A Maximum number of concurrent message is commonly triggered by a faulty DNS configuration closing a DNS loop of sorts, or by an unresponsive or inaccessible upstream DNS server (e.g. due to loss of upstream connectivity), or seldom by some misbehaving clients excessively requesting resolution.
That linked post is more of an attempt to duckshoot the messenger instead of taking a look at the message than a universally applicable remedy.
It may perhaps have helped that one user in their specific circumstances, but setting some arbitrary config variables to random values will just delay that message at best.
Instead, I'd recommend to investigate what is causing the warning in your case, and then address that cause, if possible. Only if not, I'd consider to try to mitigate the potential impact of the warning by trying to tweak Pi-hole's embedded pihole-FTL/dnsmasq
.
In your case, if you suspect your router to completely lose its upstream connectivity, Pi-hole would be forced to wait until that upstream answers, or until time-out (usually, a few seconds).
In that scenario, any 150 requests would be enough to use up all connections, and Pi-hole would have to turn down any DNS request arriving after that, resulting in the Maximum concurrent warning, and probably triggering clients to immediate repetitions of those refused DNS requests.
If indeed upstream connectivity would be your issue, you should probably consider to switch your router and/or ISP.
If it would just be your specific upstreams, you could try to use a different set of upstream DNS servers.

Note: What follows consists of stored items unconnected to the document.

PR #141, opened 2021-12-10
Upgrade log4j2 to latest 2.15.0

breedx-splk:
Even though it's just the `testCompile`, I assume this would get flagged at some point so let's upgrade it.


breedx-splk:
Superseded by #143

Note that according to your debug log, you do not have IPv6 connectivity, so there would be no use in picking IPv6 upstreams for Pi-hole.
I also not that your machine hosting Pi-hole has two active network interfaces, eth0
and wlan0
.
If you do not need wlan0
for reasons, you could consider to disable that interface altogether, to avoid potential routing issues (and to save some mA of power).
Your debug log also suggest that you run some third party speedtest addon with your Pi-hole.
You should consider to disable that, to help you rule out that it would have an impact on your upstream connectivity issues.